Distribution at steady state:
  NOT_EXPIRED:           ~95% of rows (pastes not yet expired)
  DELETED:               ~4.9% of rows (already cleaned up)
  DELETION_IN_PROGRESS:  ~0.1% of rows (currently being processed)

A B-tree index on deletion_status would have 3 leaf nodes, each pointing to billions of row pointers. When the cleanup job queries WHERE deletion_status = 'NOT_EXPIRED', Postgres would use the index to find that node — then fetch 95% of the table anyway. At that point, a full table scan is faster. Postgres's query planner would likely ignore the index entirely.

Low cardinality indexes don't just fail to help — they waste storage and slow down writes (every INSERT/UPDATE must maintain the index). They are actively harmful.


Partial indexes — index only the rows you actually query

A partial index is an index with a WHERE clause. It only indexes rows that satisfy the condition. Rows that don't match are not in the index at all.

For the cleanup job's main query:

CREATE INDEX idx_cleanup_expired
ON pastes (expires_at)
WHERE deletion_status = 'NOT_EXPIRED';

This index contains only NOT_EXPIRED rows, sorted by expires_at. At any given time, that's pastes which haven't expired yet — a large set initially, but the query filters to expires_at < now(), which is a small, time-bounded range at the front of the index.

For the watchdog query:

CREATE INDEX idx_watchdog_stuck
ON pastes (deletion_initiated_at)
WHERE deletion_status = 'DELETION_IN_PROGRESS';

This index contains only DELETION_IN_PROGRESS rows. At steady state that's a tiny fraction of 3.65B rows — maybe a few thousand at most. The entire index fits in a few pages. The watchdog's query hits it instantly.
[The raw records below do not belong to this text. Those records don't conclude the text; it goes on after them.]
PR #888, opened 2017-03-21
chore(package): update danger to version 0.14.1

hawkrives:
I also fixed some danger issues. Let's watch!

### DIFF
--- a/.travis.yml
+++ b/.travis.yml
@@ -37,42 +37,42 @@ matrix:
       node_js: '7'
       env: [JS=yes]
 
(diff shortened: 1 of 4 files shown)


hawkrives:
Current status: the flow and ios/android js bundling logs are expected to be wonky; I commented them out, so they're not running at all, and they are logged if they _don't_ contain content, while the others are only (theoretically) logged if they _do_.

hawkrives:
@drewvolz want to review? everything LGTM.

Why not include deletion_status in the index body?

You might think to write:

CREATE INDEX idx_watchdog_stuck
ON pastes (deletion_status, deletion_initiated_at)
WHERE deletion_status = 'DELETION_IN_PROGRESS';

But the partial condition WHERE deletion_status = 'DELETION_IN_PROGRESS' already guarantees that every row in this index has deletion_status = 'DELETION_IN_PROGRESS'. Storing it again in the index body is redundant — it wastes space in the index and adds no query benefit.
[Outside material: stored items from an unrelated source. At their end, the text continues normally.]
PR #897, opened 2017-03-22
Link react-native-maps

drewvolz:
Adds the officially supported native maps library for future use.

### DIFF
--- a/android/app/build.gradle
+++ b/android/app/build.gradle
@@ -105,7 +105,7 @@ android {
             manifestApplicationId: "${applicationId}",
             onesignal_app_id: "aa46a500-ab1c-4127-b9ff-e7373da3ce35",
             onesignal_google_project_number: "185558680648",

The single-column partial index is smaller, faster to maintain, and equally effective:

-- Redundant (status stored twice — once in partial condition, once in body)
ON pastes (deletion_status, deletion_initiated_at)
WHERE deletion_status = 'DELETION_IN_PROGRESS'

-- Correct (status filters via partial condition, body only stores what's needed)
ON pastes (deletion_initiated_at)
WHERE deletion_status = 'DELETION_IN_PROGRESS'

Summary of indexes for the cleanup system

-- Cleanup job: find expired, unprocessed pastes efficiently
CREATE INDEX idx_cleanup_expired
ON pastes (expires_at)
WHERE deletion_status = 'NOT_EXPIRED';

-- Watchdog: find rows stuck in DELETION_IN_PROGRESS
CREATE INDEX idx_watchdog_stuck
ON pastes (deletion_initiated_at)
WHERE deletion_status = 'DELETION_IN_PROGRESS';

Two small, targeted indexes. Each serves exactly one query pattern. Neither wastes space on rows that are irrelevant to that query.

Interview framing

"Status columns have low cardinality — a full index on deletion_status is nearly useless because Postgres would still scan most of the table. Partial indexes solve this: the cleanup job gets an index on expires_at filtered to NOT_EXPIRED rows only, and the watchdog gets an index on deletion_initiated_at filtered to DELETION_IN_PROGRESS rows only. Each index is tiny because it only covers the small subset of rows that the query actually needs. Including deletion_status in the index body would be redundant — the partial condition already guarantees every row in the index matches that status."